第18話 七つ下がりの雨〈美和子〉

文字数 8,816文字

 美和子はうっすら開けた霞んだ目で、ベッドサイドの目覚まし時計を見たかと思うと、次の瞬間ガバッと飛び起きた。
——ヤダっ!寝坊しちゃった……遅刻だわ!
 と、慌てて夏掛け布団を跳ねのけ、床に足をおろしたところで、ハタと気づいた——私、今日は休みだったんだわ……。美和子は再びゴロンとベッドに横になった。昨日は、出張先から夜遅くに帰ってきて、今日は休みを取っていたのだった。仰向けになって再び目を閉じると、窓からのそよ風が頬を優しく撫でていった。クーラー嫌いの美和子のため、先に起きた夫の洋之が、ベランダに向いた窓とリビングへ続くドアを少し開けてくれたようで、早朝の清々しく心地よい風が寝室を通り抜けてゆく。ドアの隙間からは、キッチンで洋之が朝食を作っている物音が微かに聴こえてくる。目玉焼きでも作っているのだろうか……ベーコンを焼いたような香ばしい香りが寝室にも仄かに漂ってきた。どうということもない、些細な日常のひとコマだけど、幸せだな……と心からふっと思えるお気に入りの瞬間だ。ベッドの上で大の字に手足を伸ばしながら、満ち足りた思いで美和子は大きく深呼吸をした。そのまま目を瞑ってしばらく耳を澄ませていると、今度は洋之の口笛が聴こえてきた。——確か、昔の洋画で流れていた曲よね……。それにしても、ヒロが朝から口笛だなんて珍しいわね……。何だか気になって起き上がり、ベッドから静かに降り立つと、美和子はドアからひょっこり顔を出し、キッチンに立つ洋之の様子をうかがった。

「うわっ!?ビックリした……」
 冷蔵庫を閉めて振り向きざま、リビングから怪訝そうな表情を浮かべて、こちらをじっと見つめている美和子の目とぶつかり、洋之は驚いて思わず素っ頓狂な声を上げた。
「起きてきたんだったら、早く声をかけてくれよ……」
 そうこぼしながら、冷蔵庫から取り出したバターをパンに塗った。
「だって、何だか気持ちよさそうに口笛なんか吹いてるから、邪魔しちゃ悪いかな、と思って」
 美和子がふわふわぁと欠伸をしながらそう言うと、洋之は何だか気恥ずかしそうに下を向いて呟いた。「なんだ、聴こえてたのか……」
「珍しいわよね、ヒロが朝から口笛吹いてるなんて。なんか、いいことでもあったの?」
「いや、別にないよ……」
 そう言いながら、洋之は塗り終えたバターを冷蔵庫に仕舞うと、
「もう起きるなら、珈琲淹れるけど、一緒に飲む?」
 と、美和子に訊いた。
「ありがとう、でも、まだいいわ……もう少し寝るから」
 眠たげに目をこすりながらキッチンへ入ってくると、美和子はマグカップにポットからお湯を注いだ。冷え性のため、寝る前と朝起きた後には、夏でも白湯を飲むことにしている。珈琲を淹れている洋之の隣に立つと、マグカップを両手で包むようにして白湯を啜りながら美和子は訊いた。

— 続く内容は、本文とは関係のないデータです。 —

PR #1372, opened 2018-10-25
Fix to prevent connections to get terminated while still on going

illera88:
I don't know how people could use it before this commit. 

Connections get finished whenever the result from `WaitForMultipleObjects` errors to `ERROR_IO_INCOMPLETE`.

Testing:
Listen with:
`ncat.exe -lvp 4444 --ssl`

Connect with:
`ncat.exe 127.0.0.1 4444 -e cmd.exe --ssl -v.`

Run any command (i.e. dir) and it will close the connection.

Standard error is reported in the client and not in the server but I'll open a ticket to fix that.

Cheers

EDIT: stderr issue: https://github.com/nmap/nmap/issues/1373

### DIFF
--- a/ncat/ncat_exec_win.c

「あの曲、何ていう曲だったっけ?さっきから、名前が思い出せないのよ」
「えっ……?」
 きょとんとした顔で洋之が、美和子を見た。
「ほら、ヒロがさっき口笛で吹いていた曲よ」
 そう言うと、美和子は鼻唄でメロディを口ずさみ始めた。
「あぁ、それか……」何だったかな……としばし考えるような表情を浮かべながら、洋之は珈琲を淹れる手元に集中した。

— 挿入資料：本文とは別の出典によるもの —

PR #1374, opened 2018-10-28
Improve the accuracy of script http-vuln-cve2017-1001000.nse

mylk:
The objective of this is to improve the accuracy of the script `http-vuln-cve2017-1001000.nse`.

Made two fixes where the script:
1. failed when the Wordpress API returned an empty response on the GET request.
2. incorrectly marked the target as vulnerable when the Wordpress API returned an error to the vulnerability check:
```
{
  "code": "rest_invalid_param",
  "message": "Ungültige(r) Parameter: id",
  "data": {
    "status": 400,
    "params": {
      "id": "id ist nicht vom Typ integer."
    }
  }
}
```

which roughly translates to:
```
// ...
"message": "Invalid parameter(s): id",
// ...
"id": "Id is not of type integer."
// ..
```

Both conditions are now checked and the target is marked as non vulnerable.
I can provide a few targets to test by email.

### DIFF
--- a/scripts/http-vuln-cve2017-1001000.nse
+++ b/scripts/http-vuln-cve2017-1001000.nse
@@ -96,6 +96,11 @@ Versions 4.7.0 and 4.7.1 are known to be affected.
 
     local status, json_data = json.parse(response.body)
 
+    --Check for empty dataset
+    if (json_data[1]==nil) then
+      return vulnReport:make_output(vuln_table)
+    end
+
     --Parsing the json_data to get the ID of the first post and the date.
     local id=json_data[1].id
     local content=json_data[1].date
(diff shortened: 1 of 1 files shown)


cldrn:
I agree that the script is not doing a sufficiently good job on detecting vulnerable instances. Status 200 isn't enough to determine if the instance is vulnerable ( hence we have functions like http.identify_404). However, I'm not completely sure that detecting a json message on the response proves something is not vulnerable. Are we sure about this? 
If we add the identify_404 check, does the problem go away? @vinamrabhatia 

Thanks for reporting this.

vinamrabhatia:
@cldrn As I remember, the script marks the host as vulnerable if it gives a status 200 on changing the post date. I think the addition made to the script does improves its accuracy. The json checks if the host returns an error upon when the response is http status code 200. I don't think we need to use other functions here. 
Thanks for reporting this @mylk

cnotin:
Hello,

I see we are both working on this script.
I've proposed another PR #1461. What are your thoughts?

The response I have observed on a vulnerable 4.7.0 (with my patch) is:
```
HTTP/1.1 200 OK
[...]
Content-Length: 4332
[...]
Content-Type: application/json; charset=UTF-8

{"id":1,"date":"2019-02-05T18:36:18",
```

And on a recent patched version:
```
HTTP/1.1 400 Bad Request
[...]
Content-Type: application/json; charset=UTF-8

{"code":"rest_invalid_param","message":"Ogiltiga parametrar: id","data":{"status":400,"params":{"id":"id \u00e4r inte av typen integer."}}}
```
As you can see, the message can be translated (Swedish here) but we have the `code`: `rest_invalid_param`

「昔の洋画に流れていた曲よね……ほら、あの有名な映画……、あぁ~名前が出てこないっ……」
 じれったそうに言いながら、美和子は白湯を口に含んだ。
 洋之は淹れ終わった珈琲カップとパンのお皿をもって、ダイニングテーブルに向かった。
 と、美和子が突然思い出して言った。
「そうだ、カサブランカだわ~。ね、そうでしょ、ヒロ?」
 洋之は、椅子に腰を下ろすと、
「あぁ、そうだったね……」
 と、どこか上の空のような表情で気のない返事をしながら、珈琲カップに口をつけた。
「ほら、確か、イングリッド・バーグマンが、頼むのよね、『あの曲を弾いて』って」
 美和子は、ひとり満足したように白湯を飲み干すと、
「じゃ、もうひと眠りするわ。気を付けて行ってらっしゃい」
 と、洋之に声をかけて、先ほどの曲を小さくハミングしながら、寝室へ消えて行った。洋之はホッとしたような表情を浮かべ、ふうっと息を吐くと、おもむろにパンを齧った。  

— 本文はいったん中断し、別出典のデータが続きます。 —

PR #1377, opened 2018-10-31
Add script for D-Link router shell command injection vulnerability

mylk:
Hello everyone.

This pull request adds a script for CVE-2018-10823, the shell command injection vulnerability in the web interface on D-Link routers disclosed earlier this month.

 洋之が出かけた後、ひと眠りした美和子が目を覚ましたのは、既に日がもうすっかり高く昇った昼過ぎだった。カーテン越しに夏の強い日射しが部屋の中を明るく照らし、ムシムシとした空気が漂っている。少し汗ばんだTシャツを胸元でつまんでパタパタと扇ぎながらベッドから起き上がると、カーテンを引き開け、窓を開け放った。途端に、暑いけれどカラリと乾いた風がリビングに向かって通り抜ける。美和子は両腕を上げて大きく伸びをしながら、その風を全身で受け止めて深呼吸をした。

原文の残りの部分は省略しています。